WHAT TO DO -> Every line in the data below from the one containing "trace through properly." down to the one containing "### Observed Behavior", both included, must be retyped exactly; no other line is to appear.

=== Begin Enclosure ===

PR #3994, opened 2020-01-23
3193 front rear mapping

### LINKED ISSUE #3193: Front/Rear port mapping breaks when multiple cables are between devices
### Environment
* Python version:  
* NetBox version:  2.5.10

**<class 'django.db.utils.IntegrityError'>

duplicate key value violates unique constraint "dcim_interface__connected_circuittermination_id_key"
DETAIL:  Key (_connected_circuittermination_id)=(22) already exists.**

When I have two devices that I am mapping multiple front ports to a rear port on each and I join the rear ports of the two devices together, I can put a device on front port 1 on device A and it will connect all the way through to a device placed on front port 1 on device B.  Same for any device I connect to a front port on Device A, it will show as connected to the corresponding port on device B.
```
F 1 ---\                        /---F 1
 .  ----\                      /---- .
 .  -----\____________________/----- .
 .  -----/rear 1:1    rear 1:1\----- .
 .  ----/     .          .     \---- .
F 10---/      .          .      \---F 10  
          rear 1:10   rear 1:10
```		  
Now, when I put any other cables via panels that are mapped as one front port to one back port (like a standard patch panel would be) between the rear ports of device A & B, I can again put a device on front port 1 on device A and it will connect all the way through to a device placed on front port 1 on device B.  However, when I add a second device via a cable to the next front port on device A, I get the above error.  Also, the device port will show up as cabled, even after the error, but the trace will not go to the intended device on the other end and will instead go to the first device built.
```
F 1  ---\                                            /---F 1
   . ----\                                          /---- .
   . -----\_________o_________o__________o_________/----- .
   . -----/rear 1:1  cable 101  cable 102  rear 1:1\----- .
   . ----/    .                               .     \---- .
F 10 ---/     .                               .      \---F 10  
           rear 1:10                       rear 1:10 
```
### Steps to Reproduce
1.  Create two devices of the same device type with multiple front ports mapping to a single back port.
2.  Join the two device's rear ports together via panels that simply map one front port to one back port.
3.  Start putting cables between the front ports on both devices.  The first one should trace through, any subsequent ones will generate and error, appear to have been added anyway, but will not trace through properly.

### Expected Behavior
I was expecting a something connected on device A port 2, to be able to connect to Device B port 2 regardless of whether there are additional cables in between.

### Observed Behavior
Instead I get an error when adding a second connection (first connection will work) and the resulting cable's trace will not map correctly.

steffann:
### Fixes: #3193

I reimplemented `CircuitTermination.trace()` to properly deal with rear ports that have 1 position and front port (just continue with the next cable) and with nested front/rear ports. This supports scenarios like:

```
Intf <-> FP                               FP <-> Intf
         ^                                 ^
       [mux1]                           [mux4]
         v                                 v
         RP <-> FP                 FP <-> RP
                ^                   ^
              [mux2]             [mux3]
                v                   v
                RP <-> Circuit <-> RP
```

### DIFF
--- a/netbox/dcim/models/device_components.py
+++ b/netbox/dcim/models/device_components.py
@@ -113,16 +113,33 @@ class CableTermination(models.Model):
                 (FrontPort, cable, Interface)
             ]
 
-        And an example of a trace where we stop at a rear port:
+        +-----------------+                                               +-----------------+
+        |                 |                                               |                 |
+        |     Device      |                                               |     Device      |
+        |                 |   +-----------------+    +-----------------+  |                 |
+        |  +-------------+|   |+-------------+  |    |  +-------------+|  |+-------------+  |
+        |  |             ||   ||             |  |    |  |             ||  ||             |  |
+        |  | Interface A |-----| FrontPort B |  |    |  | FrontPort E |----| Interface F |  |
+        |  |             ||   ||             |  |    |  |             ||  ||             |  |
+        |  +-------------+|   |+------+------+  |    |  +------+------+|  |+-------------+  |
+        +-----------------+   |       |         |    |         |       |  +-----------------+
+                              |  +----+--------+|    |+--------+----+  |
+                              |  |             ||    ||             |  |
+                              |  |  RearPort C |------| RearPort D  |  |
+                              |  |             ||    ||             |  |
+                              |  +-------------+|    |+-------------+  |
+                              +-----------------+    +-----------------+
 
-            [
-                (RearPort, Cable, FrontPort),
-                (RearPort, Cable, RearPort),
-                (FrontPort, cable, RearPort)
-            ]
+        When tracing from Interface A the trace method will reach RearPort C. If that RearPort only has 1 FrontPort it
+        is basically a cable extender and the trace continues. However when RearPort C has multiple FrontPorts the
+        trace will pause and start a separate trace from RearPort C.
 
-        In this last example we start tracing at a rear port, so the only thing that makes sense is to end at the
-        corresponding rear port.
+        That (sub)trace will reach RearPort D, at which point it doesn't know which FrontPort to continue with, so it
+        ends the (sub)trace there and returns the path from RearPort C to RearPort D. In more complicated examples
+        there can be a whole set of ports between RearPort C and D, which will be (sub)traced accordingly.
+
+        The initial trace resumes, and because it knows which FrontPort it came from, it can resume with FrontPort E,
+        and complete the trace to Interface F.
         """
         if not self.cable:
             return [(self, None, None)]
--- a/netbox/dcim/models/device_components.py
+++ b/netbox/dcim/models/device_components.py
@@ -87,7 +87,14 @@ class CableTermination(models.Model):
     class Meta:
         abstract = True
 
-    def trace(self, position=1, follow_circuits=False, cable_history=None):
+    def get_peer_port(self):
+        """
+        Base method for getting the next port on a trace. Using the example of `trace()` this is for getting from
+        termination B to termination C.
+        """
+        return None
+
+    def trace(self, follow_circuits=False, cable_history=None):
         """
         Return a list representing a complete cable path, with each individual segment represented as a three-tuple:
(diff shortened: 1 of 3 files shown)


netbox/dcim/models/device_components.py
```diff
@@ -139,22 +134,42 @@ def get_peer_port(termination, position=1, follow_circuits=False):
...
 
-        if next_segment is None:
-            return path + [(peer_port, None, None)]
+        # What comes after the other end? (like termination C)
+        other_end_peer_port = other_end.get_peer_port()
+        while other_end_peer_port:
+            path += other_end_peer_port.trace(follow_circuits=follow_circuits, cable_history=cable_history)
+
+            if isinstance(other_end, FrontPort) and \
+                    isinstance(other_end_peer_port, RearPort) and other_end_peer_port.positions > 1:
```
jeremystretch: `other_end_peer_port` in this case can _only_ be a RearPort, correct? Because we know `other_end` is a FrontPort?

netbox/dcim/tests/test_traces.py
```diff
@@ -0,0 +1,250 @@
...
+            site=self.site
+        )
+        self.circuit_term_z = CircuitTermination.objects.create(
+            circuit=self.circuit,
+            port_speed=1,
+            term_side=CircuitTerminationSideChoices.SIDE_Z,
+            site=self.site
+        )
+
+        # And connect everything together in a way that covers all combinations:
```
jeremystretch: Can you add an ASCII topology diagram here for clarity? http://asciiflow.com/ works great for this. Or if you can sketch something out in Visio or similar I'd be happy to convert it.

netbox/dcim/models/device_components.py
```diff
@@ -87,48 +87,43 @@ class CableTermination(models.Model):
     class Meta:
         abstract = True
 
-    def trace(self, position=1, follow_circuits=False, cable_history=None):
+    def get_peer_port(self):
```
jeremystretch: I'm on the fence about this, but I'm leaning toward _not_ declaring this on all device components. IMO it could be confusing to have a `get_peer_port()` method on a model like ConsolePort, which can never have a peer port (though people might understandably expect it to return a ConsoleServerPort). I do appreciate that it makes for cleaner calls, though.

jeremystretch (changes requested):
Still trying to wrap my head around the tests. If you could include a simple topology drawing that would be awesome.

jeremystretch:
Go home stalebot, you're drunk.

netbox/dcim/models/device_components.py
steffann: I included it to cover the case where `other_end_peer_port` is None, but I realise that that is impossible because a front port already has a non-nullable ForeignKey to its rear port. I'd prefer to leave the check in: it doesn't hurt, makes it explicit what type `other_end_peer_port` is, and may catch unforeseen situations if the data model changes in the future.

But you are right: currently `isinstance(other_end_peer_port, RearPort)` will always succeed

netbox/dcim/models/device_components.py
steffann: Rename it to `comes_out_again_on_port()`? :)

steffann: The main reason I added it in the superclass is to cover situations where people connect things together that we currently don't expect. I am sure reality is weirder than I can imagine… With this in the base class the trace method will not malfunction but just stop.

Actually: we want to be able to trace console connections. They can be patched through patch panels as well, so a trace is valuable. I strongly feel we should keep the method but possible rename it.

netbox/dcim/tests/test_traces.py
steffann: Included in the next commit

jeremystretch:
@steffann Thanks for all your work on this. I did end up going with a slightly different approach, however your effort helped me get there.

Unfortunately there remain other problems with the cable model that need to be solved. I'll capture those in a new issue once I've had time to thoroughly review the other outstanding bug reports relating to cables.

=== End Enclosure ===

WRITTEN ANSWER ->
3.  Start putting cables between the front ports on both devices.  The first one should trace through, any subsequent ones will generate and error, appear to have been added anyway, but will not trace through properly.

### Expected Behavior
I was expecting a something connected on device A port 2, to be able to connect to Device B port 2 regardless of whether there are additional cables in between.

### Observed Behavior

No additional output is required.